*Task requirements*:
Each line below needs to be printed again exactly.

(Saved data entries)
PR #2740, opened 2025-12-02
💥 [BREAKING] enable TLS if api key provided

THardy98:
##What was changed
DWISOTT

1.    Part of  https://github.com/temporalio/features/issues/687

How was this tested:
Unit tests

Any docs updates needed?
Maybe

### DIFF
--- a/.github/workflows/build-native-image.yml
+++ b/.github/workflows/build-native-image.yml
@@ -102,7 +102,7 @@ jobs:
       # path ends in a wildcard because on windows the file ends in '.exe'
       - name: Upload executable to workflow
         if: ${{ inputs.upload_artifact }}
-        uses: actions/upload-artifact@v4
+        uses: actions/upload-artifact@v5
         with:
           name: ${{ matrix.musl && format('{0}_{1}_musl', matrix.os_family, matrix.arch) || format('{0}_{1}', matrix.os_family, matrix.arch)}}
           path: |
--- a/.github/workflows/ci.yml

*Answer space*:
PR #2740, opened 2025-12-02
💥 [BREAKING] enable TLS if api key provided

THardy98:
##What was changed
DWISOTT

1.    Part of  https://github.com/temporalio/features/issues/687

How was this tested:
Unit tests

Any docs updates needed?
Maybe

### DIFF
--- a/.github/workflows/build-native-image.yml
+++ b/.github/workflows/build-native-image.yml
@@ -102,7 +102,7 @@ jobs:
       # path ends in a wildcard because on windows the file ends in '.exe'
       - name: Upload executable to workflow
         if: ${{ inputs.upload_artifact }}
-        uses: actions/upload-artifact@v4
+        uses: actions/upload-artifact@v5
         with:
           name: ${{ matrix.musl && format('{0}_{1}_musl', matrix.os_family, matrix.arch) || format('{0}_{1}', matrix.os_family, matrix.arch)}}
           path: |
--- a/.github/workflows/ci.yml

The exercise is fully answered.